There so many things that were left unsaid.. where do I even began ?
I guess I could say where did it all go wrong ?
Loving me isn’t easy. So I don’t blame you, for falling out of love with me. I wish things were different. I just need closure. I want to pick my phone up and dial your phone. Just to hear your beautiful voice one more time. Just one more hoo-rah . But what difference did it make ? Let me just start back at the beginning.
We were simple , easy , fun even . “The honeymoon phase “ they call it these days , but was it ever really a phase ? The first night I met you , I was so nervous . I was over thinking and over analyzing everything and anything under the sun. But you don’t want to hear that right ? I know I fucked up. Beyond forgiveness. But I would fight every. Single. Day. For the rest of my life trying to fix the pain I caused you trying to love me. Because again I’m not an easy lover. I freak out , I tried to control you .. but you were like my dandelion, my muse , my light .. but things started to change. The distance. The terrible timing. The stupid pity arguments. Our egos being too high to apologize so we just never did and kept going like it was fine but we were slowing losing our spark. But the spark is what keeps the relationship simply that. The spark , the feelings , the way you’d talk so passionately about our future. The life we wanted for ourselves. But together. I spend almost every weekend with you since I met you. Can you imagine trying to unlearn everything about a person you spend almost every moment with for a year ? 365 days I was with you. Hopelessly in love . Unconditionally in love. And that’s what I will always remain. Hopeless and unconditionally in love with you. Always and forever. But here’s to the heartache right ?
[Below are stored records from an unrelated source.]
PR #297, opened 2023-02-10
MNT: Upgrade mypy to version 1.0.0

BenjaminBossan:
The upgrade worked out of the box. I made a small change, however, to adjust the signatures of `Card` to return the `Self` type, since this is now correctly recognized by mypy.

Below is an example to illustrate why it's useful:

```python
class Card1:
    def add(self) -> Card1:
        return self

class MyCard1(Card1):
    pass

reveal_type(MyCard1().add())  # returns Card1 but should be MyCard1

class Card2:
    def add(self) -> Self:
        return self

class MyCard2(Card2):
    pass

reveal_type(MyCard2().add())  # returns MyCard2
```

Another advantage of upgrading is that mypy 1.0.0 should be faster. More in [this post](https://mypy-lang.blogspot.com/2023/02/mypy-10-released.html).

Note that pre-commit config has to be updated for this change as well.

### DIFF
--- a/skops/card/_model_card.py
+++ b/skops/card/_model_card.py
@@ -2,6 +2,7 @@ from __future__ import annotations
 
 import json
 import re
+import sys
 import textwrap
 import zipfile
 from collections.abc import Mapping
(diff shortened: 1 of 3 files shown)


BenjaminBossan:
ready for review @skops-dev/maintainers

skops/card/_model_card.py
```diff
@@ -19,6 +20,12 @@
 from skops.io import load
 from skops.utils.importutils import import_or_raise
 
+if sys.version_info >= (3, 11):
+    from typing import Self
+else:
+    from typing_extensions import Self
```
adrinjalali, line 26: is this another instance where mypy doesn't like it to be in `fixes.py`?

adrinjalali (commented):
Otherwise LGTM.

skops/card/_model_card.py
BenjaminBossan: Yes, it is indeed annoying.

But it wasn’t as easy or as simple as that. There were bitter arguments , letting our anger get the best of us in the heat of the moment . Saying things we instantly regretted after. Holding each other in each other’s arms as we cried about the fear of losing one another.
Why can’t I get you out of my head ?
I see your name and hear your voice everywhere. Why can’t I just go numb. I’d rather be numb then feel this pit in my stomach, making me feel physically sick to my stomach from crying because I love someone who made them self not love me back.
Here’s the simple question . It’s rhetorical really.
“ where did I go so wrong that I made you hate me “ but I know the answer to that question. You’ve told me so many times. How can one simply go from being so in love to feeling absolutely nothing ? I was always told growing up that if you fall in love then you always have to take the risk. Now you’re probably wandering what risk ? Being open. Vulnerable. Letting all your walls down and openly put your heart out on the line. Risk getting hurt. And I was so scared but I did it anyway because I love you.
So now my last line is this .
We’re you ever in love with me or just the idea of me ?
If I ever see you in another life , even if I don’t. Just know.
You were and always be my great epic love story.